Work required
Pick out each line with the word "support" from the material that follows.
━━━━━ Material provided ━━━━━
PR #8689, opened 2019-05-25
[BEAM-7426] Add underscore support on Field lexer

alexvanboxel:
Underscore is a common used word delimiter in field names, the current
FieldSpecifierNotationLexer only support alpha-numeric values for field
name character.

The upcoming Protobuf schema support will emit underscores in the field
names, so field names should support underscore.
━━━━━
Output for this task
[BEAM-7426] Add underscore support on Field lexer
FieldSpecifierNotationLexer only support alpha-numeric values for field
The upcoming Protobuf schema support will emit underscores in the field
names, so field names should support underscore.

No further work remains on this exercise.